We have two black toy poodles (rescues from a lady who works with my wife and is the area coordinator for poodle rescue).
Some months ago, my son was walking them in one of our usual park areas when they were chased down by a greyhound. The older poodle avoided being caught, but the younger one (Milly) was chased into a corner by the greyhound, which then picked her up and shook her several times before dropping her. Both of our dogs bolted and ran for home. My son eventually caught up with them outside our address (a distance of about 1/2 mile). Milly was very traumatised and sustained bruising and abrasions to her chest area.
Ever since the incident, Milly is very nervous around any dogs, particularly big ones (understandably). We have tried to 'socialise' her with other dogs as much as possible but her behaviour hasn't got any better. She is happy enough in all other respects (and a lunatic indoors!!), but doesn't get the benefit she could from country walks, as she sticks to my side like glue and won't explore with the older one. Can anyone help me with ideas to get her out of this behaviour please? Sorry to waffle on

Thanks in anticipation

Paul and Sally


----------



## grandad (Apr 14, 2011)

paulderbs said:


> Hi,
> 
> We have two black toy poodles (rescues from a lady who works with my wife and is the area coordinator for poodle rescue).
> Some months ago, my son was walking them in one of our usual park areas when they were chased down by a greyhound. The older poodle avoided being caught, but the younger one (Milly) was chased into a corner by the greyhound, which then picked her up and shook her several times before dropping her. Both of our dogs bolted and ran for home. My son eventually caught up with them outside our address (a distance of about 1/2 mile). Milly was very traumatised and sustained bruising and abrasions to her chest area.
> ...


She will probably come out of it herself, provided you don't make to much of a fuss/issue. Let her gain her confidence again naturally. Her sense of curiosity will start her investigating things again.


----------



## edidasa (May 7, 2011)

There is a belief amongst trainers I know that 'Once a dog is attacked by another dog - he/she will never be the same again'.

I believe that a lot.

You can help them by teaching them obedience, but having them 'roam' may or may not happen over time - one bad experience for a dog can affect them for the rest of their lives........
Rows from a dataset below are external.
PR #1917, opened 2019-03-01
[AMP Stories] Remove all blocks that aren't whitelisted

swissspidy:
Without this, it's still possible to insert paragraph blocks and other blocks that aren't meant to be used in stories.

### DIFF
--- a/assets/src/amp-story-editor-blocks.js
+++ b/assets/src/amp-story-editor-blocks.js
@@ -11,7 +11,7 @@ import { select, subscribe } from '@wordpress/data';
  * Internal dependencies
  */
 import { withAttributes, withParentBlock, withBlockName, withHasSelectedInnerBlock, withAmpStorySettings, withAnimationControls } from './components';
-import { ALLOWED_BLOCKS, BLOCK_TAG_MAPPING } from './constants';
+import { ALLOWED_BLOCKS, ALLOWED_CHILD_BLOCKS, BLOCK_TAG_MAPPING } from './constants';
 import { maybeEnqueueFontStyle } from './helpers';
 
 const { getSelectedBlockClientId, getBlockOrder, getBlocksByClientId } = select( 'core/editor' );
@@ -19,6 +19,9 @@ const { getSelectedBlockClientId, getBlockOrder, getBlocksByClientId } = select(
 // Ensure that the default block is page when no block is selected.
 domReady( () => {
 	setDefaultBlockName( 'amp/amp-story-page' );
+
+	// Remove all blocks that aren't whitelisted.
+	getBlockTypes().filter( ( { name } ) => ! ALLOWED_BLOCKS.includes( name ) && 'amp/amp-story-page' ).map( ( { name } ) => unregisterBlockType( name ) );
 
 	// Load all needed fonts.
 	getBlocksByClientId( getBlockOrder() )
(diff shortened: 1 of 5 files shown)


assets/src/amp-story-editor-blocks.js
```diff
@@ -36,6 +36,9 @@ subscribe( () => {
 	setDefaultBlockName( getSelectedBlockClientId() ? 'amp/amp-story-text' : 'amp/amp-story-page' );
 } );
 
+// Remove all blocks that aren't whitelisted.
+getBlockTypes().filter( ( { name } ) => ! ALLOWED_BLOCKS.includes( name ) ).map( ( { name } ) => unregisterBlockType( name ) );
```
miina: Maybe this should also be inside the `domReady`, trying to get block types from console still receives all the blocks, maybe they are not registered at that point yet? Also, probably `amp/amp-story-page` should also be excluded -- it doesn't seem to be included in the ALLOWED_BLOCKS at this moment.

swissspidy: This is very well possible. Unfortunately this leads to some errors in the console.

Please have a look at the latest changes. 

Perhaps we have to do filter `allowed_block_types` in PHP instead of doing it client-side?

swissspidy:
Ugh, looks like  one can still insert pages inside pages, even though it's forbidden with `allowedBlocks`.

assets/src/amp-story-editor-blocks.js
```diff
@@ -163,7 +166,7 @@ const setBlockParent = ( props ) => {
 		};
```
miina: ^ `ALLOWED_BLOCKS` within `setBlockParent` would also need switching for `ALLOWED_CHILD_BLOCKS` -- otherwise AMP Story Page requires another Page to be its parent and it won't be possible to insert it to the root level (and probably would be possible within another Page, setting `parent` overrides the `allowedBlocks` of `InnerBlocks`).

miina: ^ That should fix it!

> Ugh, looks like one can still insert pages inside pages, even though it's forbidden with `allowedBlocks`.

swissspidy: Yay! So it was just an oversight from my side, phew :-)

swissspidy:
Works much better now!

assets/src/amp-story-editor-blocks.js
```diff
@@ -20,6 +20,9 @@ const { getSelectedBlockClientId, getBlockOrder, getBlocksByClientId } = select(
 domReady( () => {
 	setDefaultBlockName( 'amp/amp-story-page' );
 
+	// Remove all blocks that aren't whitelisted.
+	getBlockTypes().filter( ( { name } ) => ! ALLOWED_BLOCKS.includes( name ) && 'amp/amp-story-page' ).map( ( { name } ) => unregisterBlockType( name ) );
```
westonruter: Minor point, but I think it would be better to not use `filter` as a control structure. In other words, I think it would be better to do:

```js
for ( const block of getBlockTypes().filter( ( { name } ) => ! ALLOWED_BLOCKS.includes( name ) && 'amp/amp-story-page' ) )  {
    unregisterBlockType( block.name );
}
```

But take a look at the condition here: `! ALLOWED_BLOCKS.includes( name ) && 'amp/amp-story-page'`. Does it make sense? Does does it intend to say rather `! ALLOWED_BLOCKS.includes( name ) && name !== 'amp/amp-story-page'`?

swissspidy: That condition is indeed flawed. `&& 'amp/amp-story-page'` does nothing really. It would need to be `name !== 'amp/amp-story-page'`.

However, I later changed the code so that `ALLOWED_BLOCKS` includes `amp/amp-story-page` as well, which means I can remove that check without a replacement.

As for `map` vs. `for` I'll try to reply at #1904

The only problem I forsee, is that your dog may become aggressive to other dogs in the future.........

Then, you would definitely have to intergrate obedience to your walks.......
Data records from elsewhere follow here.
Issue #1881, opened 2019-02-19
Semantic meaning of text block


ThierryA:
* [x] Implement semantic meaning estimation algorithm to solve multi-variate optimization problem (e.g. font size, paragraph size, element location)
* [x] Take font size into account
* [x] Take word count into account
* [x] Take element position into account

swissspidy:
Related: #1883.

Element location depends on #1897 I guess.

csossi:
Verified in QA

PR #1918, opened 2019-03-01
Take text length into account for determining semantics

swissspidy:
Uses `@wordpress/wordcount` to determine whether the text block should use `<h1>`, `<h2>`, or a `<p>` tag.

See #1881.


assets/src/blocks/amp-story-text/get-tag-name.js
```diff
@@ -1,12 +1,25 @@
...
 const H2_FONT_SIZE = 24;
+const H1_TEXT_LENGTH = 15;
+const H2_TEXT_LENGTH = 30;
+
+/*
+ * translators: If your word count is based on single characters (e.g. East Asian characters),
+ * enter 'characters_excluding_spaces' or 'characters_including_spaces'. Otherwise, enter 'words'.
+ * Do not translate into your own language.
+ */
+const wordCountType = _x( 'words', 'Word count type. Do not translate!', 'amp' );
```
miina: Are the `H1_TEXT_LENGTH` and `H2_TEXT_LENGTH` values definitely meant in words? 15 words seems quite long for a `h1` on the AMP Story Page :)

assets/src/blocks/amp-story-text/get-tag-name.js
```diff
@@ -25,5 +38,15 @@ export default function( attributes ) {
 		return 'h2';
 	}
 
+	const textLength = count( attributes.content, wordCountType, {} );
+
+	if ( H1_TEXT_LENGTH >= textLength ) {
```
miina: I'm assuming it's intentional that the font size gets priority over the word count -- maybe it would be good to add a comment about this so that no one would have the idea to merge the word count conditions with the previous conditions? Not a real issue though.

assets/src/blocks/amp-story-text/get-tag-name.js
swissspidy: Ugh, I guess I was thinking in characters.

Socialise only with friendly dogs that YOU KNOW - or dogs that do NOTHING.

I personally do not like dog parks or let my dogs play with other dogs. I only socialise my dogs with other dogs I 100% trust.

I hope it gets better.



paulderbs said:


> Hi,
> 
> We have two black toy poodles (rescues from a lady who works with my wife and is the area coordinator for poodle rescue).
> Some months ago, my son was walking them in one of our usual park areas when they were chased down by a greyhound. The older poodle avoided being caught, but the younger one (Milly) was chased into a corner by the greyhound, which then picked her up and shook her several times before dropping her. Both of our dogs bolted and ran for home. My son eventually caught up with them outside our address (a distance of about 1/2 mile). Milly was very traumatised and sustained bruising and abrasions to her chest area.
> ...


----------



## Jobeth (May 23, 2010)

My dog has been nipped 3 times and attacked once-each time he was on lead and it still happened. Despite that he is very confident and sees every dog as a potential play mate. He is lucky that he has dog friends that he can play with and I always have a high value treat with me for when he sees another dog. I'm sure yours will settle again.


----------



## edidasa (May 7, 2011)

nipped is nothing.

attacked - well, your dog, and you are very lucky. I have seen TOO many dogs ruined because of an attack.
(I have also seen dogs that have been attacked and are fine) - but whether they 'recover' from being fearful/nervous around other dogs - well, I'd like to hear from anyone who HAS had a dog that has 'recovered' completely.



Jobeth said:


> My dog has been nipped 3 times and attacked once-each time he was on lead and it still happened. Despite that he is very confident and sees every dog as a potential play mate. He is lucky that he has dog friends that he can play with and I always have a high value treat with me for when he sees another dog. I'm sure yours will settle again.


----------



## Nonnie (Apr 15, 2009)

edidasa said:


> nipped is nothing.
> 
> attacked - well, your dog, and you are very lucky. I have seen TOO many dogs ruined because of an attack.
> (I have also seen dogs that have been attacked and are fine) - but whether they 'recover' from being fearful/nervous around other dogs - well, I'd like to hear from anyone who HAS had a dog that has 'recovered' completely.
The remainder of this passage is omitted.